Output all of the records exactly as written.

═══ Supplied information ═══

PR #5686, opened 2017-05-23
Fix from/into electrum in ethkey

NikVolf:


ethkey/src/signature.rs
```diff
@@ -54,7 +54,7 @@ impl Signature {
 	/// Parse bytes as a signature encoded as RSV (V in "Electrum" notation).
 	/// May return empty (invalid) signature if given data has invalid length.
 	pub fn from_electrum(data: &[u8]) -> Self {
-		if data.len() != 65 || data[0] < 27 {
+		if data.len() != 65 || data[64] < 27 {
```
tomusdrw: It was VRS before and we wanted to validate `v`. Currently it's `rsv` again.

PR #5688, opened 2017-05-24
rpc -> weak to arc

CraigglesO:
Without a circular dependency, can just use arc now.


tomusdrw:
Closes #3958

rpc/src/v1/impls/eth.rs
```diff
@@ -124,11 +124,11 @@ impl<C, SN: ?Sized, S: ?Sized, M, EM> EthClient<C, SN, S, M, EM> where
 		options: EthClientOptions
 	) -> Self {
 		EthClient {
-			client: Arc::downgrade(client),
-			snapshot: Arc::downgrade(snapshot),
-			sync: Arc::downgrade(sync),
-			miner: Arc::downgrade(miner),
-			accounts: accounts.as_ref().map(Arc::downgrade),
+			client: client.clone(),
```
tomusdrw: Instead of cloning here we could actually change the signature from `&Arc<C>` to `Arc<C>`, it would require more changes though and the result would be the same.

CraigglesO: You read my mind.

═══

Output of the exercise:
PR #5686, opened 2017-05-23
Fix from/into electrum in ethkey

NikVolf:


ethkey/src/signature.rs
```diff
@@ -54,7 +54,7 @@ impl Signature {
 	/// Parse bytes as a signature encoded as RSV (V in "Electrum" notation).
 	/// May return empty (invalid) signature if given data has invalid length.
 	pub fn from_electrum(data: &[u8]) -> Self {
-		if data.len() != 65 || data[0] < 27 {
+		if data.len() != 65 || data[64] < 27 {
```
tomusdrw: It was VRS before and we wanted to validate `v`. Currently it's `rsv` again.

PR #5688, opened 2017-05-24
rpc -> weak to arc

CraigglesO:
Without a circular dependency, can just use arc now.


tomusdrw:
Closes #3958

rpc/src/v1/impls/eth.rs
```diff
@@ -124,11 +124,11 @@ impl<C, SN: ?Sized, S: ?Sized, M, EM> EthClient<C, SN, S, M, EM> where
 		options: EthClientOptions
 	) -> Self {
 		EthClient {
-			client: Arc::downgrade(client),
-			snapshot: Arc::downgrade(snapshot),
-			sync: Arc::downgrade(sync),
-			miner: Arc::downgrade(miner),
-			accounts: accounts.as_ref().map(Arc::downgrade),
+			client: client.clone(),
```
tomusdrw: Instead of cloning here we could actually change the signature from `&Arc<C>` to `Arc<C>`, it would require more changes though and the result would be the same.

CraigglesO: You read my mind.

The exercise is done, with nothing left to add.